Let$ X$ be a topological space. Prove that for any $x$ in the intersection of opens sets $=\{x \}$, the space $X$ need not be Hausdorff.

My thoughts / strategies.

I want to choose some other topology and show that if $x$ is in the intersection of open sets where the intersection contains only the set {x}, there exists some x' that is not in the intersection of open sets. My initial thoughts are to use the discrete metric. But, then I think that the discrete metric is Hausdorff. Our hint is to use the Zariski topology, but it seems impossible to find an intersection containing just one point. So, I tried looking at closed sets in the Zariski topology instead. I do not want a solution, but more of a point in the right direction if possible.

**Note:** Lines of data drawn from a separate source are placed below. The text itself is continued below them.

Issue #1927, opened 2022-03-14
refactor(quorum-multi-party-all-in-one) - enhance multiparty image


outSH:
- Current Quorum-MP WS endpoints are not available outside of docker, fix it.
- Use upstream npm setup package instead of contributor branch
- Test all members in healthcheck.
- Update readme.
- Add test tooling to setup multi party ledger in functional tests.
- Cleanup and simplify dockerfile
- Publish MP image to ghcr

I will provide PR soon

Issue #1881, opened 2022-02-24
ci: fix failing ghcr image publish jobs


petermetz:
**Describe the bug**

The problem is described in the email I'm pasting below:

---
On Thu, Dec 30, 2021 at 09:18 Somogyvari, Peter <[peter.somogyvari@accenture.com](mailto:peter.somogyvari@accenture.com)> wrote:
Hi Community Architects,

I'm at the finish line with migrating Cactus away from DockerHub to GHCR and hit on something that I think might be about org level permissions somehow (just a guess). Below is my attempt to clarify the symptoms, could you please advise if you think it's possible that some of our images are configure differently (in GH org settings that I cannot see with my permissions)
1.	The same workflow yaml files are working fine on the hyperledger-cicd org (where I am an admin)
2.	On the "production" org (e.g. [github.com/hyperledger](https://urldefense.proofpoint.com/v2/url?u=http-3A__github.com_hyperledger&d=DwMFaQ&c=eIGjsITfXP_y-DLLX0uEHXJvU8nOHrUK8IrwNKOtkVU&r=7LpfyaMR44exzQCWvxiAAfpAoMMDWWRNgSJjU7B7o4c&m=GNHUH_O2KisLywj9sWAXXkJJ27gcPyYxIYbwr2jKqRbFaWarX9-Lla7CKJ5Sf3DE&s=uyE8m9MsBrHSs5hxDwUs9F-CfmognOoPQzYhA1cEMg8&e=)) the same yaml files that are publishing containers are only partially working
a.	So yes, some of them work fine, but others fail to publish the built image with permission problems
3.	The error for the ones that fail the git push step is this: denied: permission_denied: write_package
4.	An example of a failing one is this image: [ghcr.io/hyperledger/cactus-besu-all-in-one](https://urldefense.proofpoint.com/v2/url?u=http-3A__ghcr.io_hyperledger_cactus-2Dbesu-2Dall-2Din-2Done&d=DwMFaQ&c=eIGjsITfXP_y-DLLX0uEHXJvU8nOHrUK8IrwNKOtkVU&r=7LpfyaMR44exzQCWvxiAAfpAoMMDWWRNgSJjU7B7o4c&m=GNHUH_O2KisLywj9sWAXXkJJ27gcPyYxIYbwr2jKqRbFaWarX9-Lla7CKJ5Sf3DE&s=wfRgrt62VYuc-N5re6qWcT_HIUV1V3BIqC9iZdSRG_E&e=)
[...]

PR #1928, opened 2022-03-14
refactor(quorum-multi-party-all-in-one): enhance quorum-mp image

outSH:
Current Quorum-MP WS endpoints are not available outside of docker, fix
it. Use upstream npm setup package instead of contributor branch. Test
all members in healthcheck. Update readme. Add test tooling to setup
multi party ledger in functional tests. Cleanup and simplify dockerfile.
Publish MP image to ghcr.

Closes: #1927

Notes
- I've added a new image publish in this PR, but there's ongoing issue with package publish - https://github.com/hyperledger/cactus/issues/1881
- Since I'm not sure when the image will be published, I've used my personal ghcr for now, since I'm already using it in some functional tests on another branch. I will change it to hyperledger ghcr when the publish completes correctly.

### DIFF
--- a/packages/cactus-test-tooling/src/main/typescript/quorum/quorum-mp-test-ledger.ts
+++ b/packages/cactus-test-tooling/src/main/typescript/quorum/quorum-mp-test-ledger.ts
@@ -1,0 +1,255 @@
+import { EventEmitter } from "events";
+import Docker, { Container, ContainerCreateOptions } from "dockerode";
+import {
+  Bools,
+  Logger,
+  LoggerProvider,
+  LogLevelDesc,
+} from "@hyperledger/cactus-common";
+import { ITestLedger } from "../i-test-ledger";
+import { Containers } from "../common/containers";
+
+export interface IQuorumMultiPartyTestLedgerOptions {
+  readonly containerImageName?: string;
+  readonly containerImageVersion?: string;
+  readonly logLevel?: LogLevelDesc;
+  readonly emitContainerLogs?: boolean;
+  readonly envVars?: string[];
+  // For test development, attach to ledger that is already running, don't spin up new one
+  readonly useRunningLedger?: boolean;
+}
+
+export class QuorumMultiPartyTestLedger implements ITestLedger {
+  public readonly containerImageName: string;
+  public readonly containerImageVersion: string;
+  private readonly logLevel: LogLevelDesc;
+  private readonly emitContainerLogs: boolean;
+  private readonly useRunningLedger: boolean;
+  private readonly envVars: string[];
+
+  private readonly log: Logger;
+  public container: Container | undefined;
+  public containerId: string | undefined;
+
+  constructor(public readonly options: IQuorumMultiPartyTestLedgerOptions) {
+    // @todo Replace with hyperledger ghcr link when available
+    this.containerImageName =
+      options?.containerImageName ||
+      "ghcr.io/hyperledger/cactus-quorum-multi-party-all-in-one";
+
+    this.containerImageVersion =
+      options?.containerImageVersion || "2022-03-30--1928";
+
+    this.logLevel = options?.logLevel || "info";
+
+    this.emitContainerLogs = Bools.isBooleanStrict(options.emitContainerLogs)
+      ? (options.emitContainerLogs as boolean)
+      : true;
+
+    this.useRunningLedger = Bools.isBooleanStrict(options.useRunningLedger)
+      ? (options.useRunningLedger as boolean)
+      : false;
+
+    this.envVars = options?.envVars || [];
+
+    this.log = LoggerProvider.getOrCreate({
+      level: this.logLevel,
+      label: "quorum-multi-party-test-ledger",
+    });
+  }
+
+  public get fullContainerImageName(): string {
+    return [this.containerImageName, this.containerImageVersion].join(":");
+  }
+
+  public async start(omitPull = false): Promise<Container> {
+    if (this.useRunningLedger) {
+      this.log.info(
+        "Search for already running Quorum Test Ledger because 'useRunningLedger' flag is enabled.",
+      );
+      this.log.info(
+        "Search criteria - image name: ",
+        this.fullContainerImageName,
+        ", state: running",
+      );
+      const containerInfo = await Containers.getByPredicate(
+        (ci) =>
+          ci.Image === this.fullContainerImageName && ci.State === "running",
+      );
+      const docker = new Docker();
+      this.containerId = containerInfo.Id;
+      this.container = docker.getContainer(this.containerId);
+      return this.container;
+    }
+
+    if (this.container) {
+      await this.container.stop();
+      await this.container.remove();
+      this.container = undefined;
+      this.containerId = undefined;
+    }
+
+    if (!omitPull) {
+      await Containers.pullImage(
+        this.fullContainerImageName,
+        {},
+        this.logLevel,
+      );
+    }
+
+    const createOptions: ContainerCreateOptions = {
+      ExposedPorts: {
+        "8545/tcp": {}, // HTTP RPC
+        "8546/tcp": {}, // WS RPC
+        "20000/tcp": {}, // Member1 HTTP RPC
+        "20001/tcp": {}, // Member1 WS RPC
+        "9081/tcp": {}, // Member1 Tessera
+        "20002/tcp": {}, // Member2 HTTP RPC
+        "20003/tcp": {}, // Member2 WS RPC
+        "9082/tcp": {}, // Member2 Tessera
+        "20004/tcp": {}, // Member3 HTTP RPC
+        "20005/tcp": {}, // Member3 WS RPC
+        "9083/tcp": {}, // Member3 Tessera
+      },
+
+      Env: this.envVars,
+
+      HostConfig: {
+        PublishAllPorts: true,
+        Privileged: true,
+      },
+    };
+
+    return new Promise<Container>((resolve, reject) => {
+      const docker = new Docker();
+      const eventEmitter: EventEmitter = docker.run(
+        this.fullContainerImageName,
+        [],
+        [],
+        createOptions,
+        {},
+        (err: any) => {
+          if (err) {
+            reject(err);
+          }
+        },
+      );
+
+      eventEmitter.once("start", async (container: Container) => {
+        this.container = container;
+        this.containerId = container.id;
+
+        if (this.emitContainerLogs) {
+          const fnTag = `[${this.fullContainerImageName}]`;
+          await Containers.streamLogs({
+            container: this.container,
+            tag: fnTag,
+            log: this.log,
+          });
+        }
+
+        try {
+          await Containers.waitForHealthCheck(this.containerId);
+          resolve(container);
+        } catch (ex) {
+          this.log.error(ex);
+          reject(ex);
+        }
+      });
+    });
+  }
+
+  public stop(): Promise<unknown> {
+    if (this.useRunningLedger) {
+      this.log.info("Ignore stop request because useRunningLedger is enabled.");
+      return Promise.resolve();
+    } else if (this.container) {
+      return Containers.stop(this.container);
+    } else {
+      return Promise.reject(
+        new Error(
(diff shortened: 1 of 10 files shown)


outSH:
@petermetz In the meantime I've added `useRunningLedger` flag to test-tooling, that make test development and experimentation much faster.

packages/cactus-test-tooling/src/main/typescript/quorum/quorum-mp-test-ledger.ts
```diff
@@ -0,0 +1,255 @@
...
+  constructor(public readonly options?: IQuorumMultiPartyTestLedgerOptions) {
+    // @todo Replace with hyperledger ghcr link when available
+    this.containerImageName =
+      options?.containerImageName ||
+      "ghcr.io/outsh/cactus-quorum-multi-party-all-in-one";
+    this.containerImageVersion =
+      options?.containerImageVersion || "2022-03-14-65afd20";
+    this.logLevel = options?.logLevel || "info";
+
+    if (options?.emitContainerLogs != undefined) {
```
petermetz, line 42: @outSH Relying here only on the `!= undefined` check will let `this.emitContainerLogs` take up fun values like `{}` or `[]` or `0` or `"0"` (and many more, yaay Javascript...)
I recommend leveraging the strict boolean check from the `Bools` class similar to how it's done in the API server (and other places)
https://github.com/hyperledger/cactus/blob/release-v1.0.0/packages/cactus-cmd-api-server/src/main/typescript/api-server.ts#L113

The above will ensure that at least if garbage values come in as the constructor arg, we still default to either true or false (depending on what you want).
Another option would be (which is preferred if you don't mind making your parameter mandatory) to do an assertion with the `Checks` class that throws if the input parameter is anything but a `true` or a `false` with something like `Checks.truthy(Bools.isBooleanStrict(options.emitContainerLogs))` but this only works if all the parameters are mandatory so that's why the other places in the code mostly don't use this.

packages/cactus-test-tooling/src/main/typescript/quorum/quorum-mp-test-ledger.ts
```diff
@@ -0,0 +1,255 @@
...
+      this.emitContainerLogs = options.emitContainerLogs;
+    } else {
+      this.emitContainerLogs = true;
+    }
+
+    if (options?.useRunningLedger != undefined) {
```
petermetz, line 48: @outSH Relying here only on the `!= undefined` check will let `this.emitContainerLogs` take up fun values like `{}` or `[]` or `0` or `"0"` (and many more, yaay Javascript...)
I recommend leveraging the strict boolean check from the `Bools` class similar to how it's done in the API server (and other places)
https://github.com/hyperledger/cactus/blob/release-v1.0.0/packages/cactus-cmd-api-server/src/main/typescript/api-server.ts#L113

The above will ensure that at least if garbage values come in as the constructor arg, we still default to either true or false (depending on what you want).
Another option would be (which is preferred if you don't mind making your parameter mandatory) to do an assertion with the `Checks` class that throws if the input parameter is anything but a `true` or a `false` with something like `Checks.truthy(Bools.isBooleanStrict(options.emitContainerLogs))` but this only works if all the parameters are mandatory so that's why the other places in the code mostly don't use this.

packages/cactus-test-tooling/src/main/typescript/quorum/quorum-mp-test-ledger.ts
```diff
@@ -0,0 +1,255 @@
...
+  }
+
+  public get fullContainerImageName(): string {
+    return [this.containerImageName, this.containerImageVersion].join(":");
+  }
+
+  public async start(omitPull = false): Promise<Container> {
+    if (this.useRunningLedger) {
+      this.log.info(
+        "Search for already running Quorum Test Ledger because 'useRunningLedger' flag is enabled.",
```
petermetz, line 69: @outSH Just a recommendation: It could help people debug what went wrong here if we included in the log message the fully qualified container image name and the status===running predicate so that if someone tries to figure out from the error message what went wrong they won't only see that the predicate did not yield any results but also what the predicate was looking for (which would then allow the person looking at the logs to understand that they need to start the container manually and make sure that it actually runs)

packages/cactus-test-tooling/src/main/typescript/quorum/quorum-mp-test-ledger.ts
```diff
@@ -0,0 +1,255 @@
...
+        (ci) =>
+          ci.Image === this.fullContainerImageName && ci.State === "running",
+      );
+      const docker = new Docker();
+      this.containerId = containerInfo.Id;
+      this.container = docker.getContainer(this.containerId);
+      return this.container;
+    }
+
+    this.log.info(
```
petermetz, line 81: @outSH Continuing on my comment above, this message is good in that it prints the image name, but it only reaches this point in the execution on the happy path not when people would need to figure out what's going wrong.

tools/docker/quorum-multi-party-all-in-one/Dockerfile
```diff
@@ -1,116 +1,54 @@
...
-RUN augtool 'set /files/etc/ssh/sshd_config/AuthorizedKeysFile ".ssh/authorized_keys /etc/authorized_keys/%u"'
-RUN augtool 'set /files/etc/ssh/sshd_config/PermitRootLogin yes'
-RUN augtool 'set /files/etc/ssh/sshd_config/PasswordAuthentication no'
-RUN augtool 'set /files/etc/ssh/sshd_config/PermitEmptyPasswords no'
-RUN augtool 'set /files/etc/ssh/sshd_config/Port 22'
-RUN augtool 'set /files/etc/ssh/sshd_config/LogLevel DEBUG2'
-RUN augtool 'set /files/etc/ssh/sshd_config/LoginGraceTime 10'
-# Create the server's key - without this sshd will refuse to start
-RUN ssh-keygen -A
+################################
```
petermetz, line 1: @outSH The new image supresses the logs from the inner containres that print out this very useful list of hosts & ports for debugging & development purposes, could you please make sure that the output is still there in the new image. If you run the old one, it prints these at the end when the booting of the network has succeeded, I'm including an example of it here:

```sh
*************************************
Quorum Dev Quickstart 
*************************************
2022-03-30 19:42:08,192 DEBG 'quorum-network' stdout output:
*************************************
Quorum Dev Quickstart 
*************************************

----------------------------------
List endpoints and services
----------------------------------
2022-03-30 19:42:10,623 DEBG 'quorum-network' stdout output:
----------------------------------
List endpoints and services
----------------------------------

JSON-RPC HTTP service endpoint                 : http://localhost:8545
JSON-RPC WebSocket service endpoint            : ws://localhost:8546
Web block explorer address                     : http://localhost:25000/
2022-03-30 19:42:10,624 DEBG 'quorum-network' stdout output:
JSON-RPC HTTP service endpoint                 : http://localhost:8545
JSON-RPC WebSocket service endpoint            : ws://localhost:8546
Web block explorer address                     : http://localhost:25000/

Prometheus address                             : http://localhost:9090/graph
2022-03-30 19:42:11,910 DEBG 'quorum-network' stdout output:
Prometheus address                             : http://localhost:9090/graph

Cakeshop toolkit address                       : http://localhost:8999
2022-03-30 19:42:13,285 DEBG 'quorum-network' stdout output:
Cakeshop toolkit address                       : http://localhost:8999

Grafana address                                : http://localhost:3000/d/a1lVy7ycin9Yv/goquorum-overview?orgId=1&refresh=10s&from=now-30m&to=now&var-system=All

For more information on the endpoints and services, refer to README.md in the installation directory.
****************************************************************
2022-03-30 19:42:14,553 DEBG 'quorum-network' stdout output:
Grafana address                                : http://localhost:3000/d/a1lVy7ycin9Yv/goquorum-overview?orgId=1&refresh=10s&from=now-30m&to=now&var-system=All

For more information on the endpoints and services, refer to README.md in the installation directory.
****************************************************************

```

petermetz (changes requested):

packages/cactus-test-tooling/src/main/typescript/quorum/quorum-mp-test-ledger.ts
outSH: @petermetz Done.

packages/cactus-test-tooling/src/main/typescript/quorum/quorum-mp-test-ledger.ts
outSH: @petermetz Done.

tools/docker/quorum-multi-party-all-in-one/Dockerfile
outSH: @petermetz These messages come directly from `Quorum Dev Quickstart` which is started the same way as before, I've double checked and the logs are still there.

packages/cactus-test-tooling/src/main/typescript/quorum/quorum-mp-test-ledger.ts
```diff
@@ -0,0 +1,255 @@
...
+  private readonly emitContainerLogs: boolean;
+  private readonly useRunningLedger: boolean;
+  private readonly envVars: string[];
+
+  private readonly log: Logger;
+  public container: Container | undefined;
+  public containerId: string | undefined;
+
+  constructor(public readonly options?: IQuorumMultiPartyTestLedgerOptions) {
+    // @todo Replace with hyperledger ghcr link when available
```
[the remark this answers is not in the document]
outSH: @petermetz There were no changes needed in Dockerfile, so I've already replaced my ghcr in sources with image you've published.

tools/docker/quorum-multi-party-all-in-one/Dockerfile
petermetz: @outSH Weird stuff, let's try to figure it out together then because I triple checked it and it's not there. Here's the command I ran and the log file. I did a full text search in the log file and the endpoint information is not in there. 

What command did you run to build the image? What command to run it? Can you also attach the logs so we can compare?
Maybe I didn't build the image right/same way you did or something.

`docker run --rm --privileged ghcr.io/hyperledger/cactus-quorum-multi-party-all-in-one:2022-03-30--1928 &> container.log`

[container.log](https://github.com/hyperledger/cactus/files/8399720/container.log)

petermetz (changes requested):
^^ Still debugging the endpoint info logs

tools/docker/quorum-multi-party-all-in-one/Dockerfile
outSH: @petermetz Ooh, I see, this is weird indeed...

Basically the logs appear again when you add `-ti` flag, without this it complains about `No value for $TERM and no -T specified`. I think it might be caused by the fact that I use newer sample app (from npm, not git). One difference I see is that the new script writes it's messages to stderr instead of stdout. Nevertheless, it should work the same, both streams should be piped through supervisord and it didn't cause any problems before, so I have no idea what's happening now, or how to solve it without digging into quorum code :/

petermetz: @outSH A workaround is fine (instead of fixing it upstream in the quorum repo itself) but we need to make sure that people see the endpoint list when using the image as documented/instructed. 

From what you are saying my guess is that you could get away with 
1. Updating readme of the image so that every mention of the `docker run ...` command in there contains the `--tty` flag (leave out the --interactive flag in my opinion it's all about having `--tty` on, the `-i` flag makes no difference in this case so less confusing if not included in the examples)
2. Add a little note in there explaining that the `--tty` is required by the underlying software that we are running inside the container, without the `--tty` flag the endpoint list will not be printed in the logs of the container. --- This should preemptively take care of people getting confused or struggling to work with the image.

petermetz (changes requested):
^^ Added a comment above.

tools/docker/quorum-multi-party-all-in-one/Dockerfile
outSH: @petermetz Done, I've updated the README

petermetz (approved):
> @petermetz Done, I've updated the README  

@outSH Great, thank you so much for the updates! LGTM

  • $\begingroup$ Can you rephrase the assumption? Do you mean that if $x$ is in the intersection of two open sets then this intersection must be equal to the singleton of $x$? $\endgroup$ – T. Eskin Mar 26 '15 at 20:01
  • $\begingroup$ Yes, @ThomasE. that is exactly how I have been going about it. $\endgroup$ – Zeta10 Mar 26 '15 at 20:03
  • $\begingroup$ Ok. So the assumption is that if two open sets intersect, then the intersection is a singleton. $\endgroup$ – T. Eskin Mar 26 '15 at 20:05
  • $\begingroup$ Any explanation for the down vote? $\endgroup$ – Zeta10 Mar 26 '15 at 20:28

Hint: The set $\{0,1\}$ has $3$ different non-trivial topologies, $2$ of them are not Hausdorff. Take either one and it should do the job.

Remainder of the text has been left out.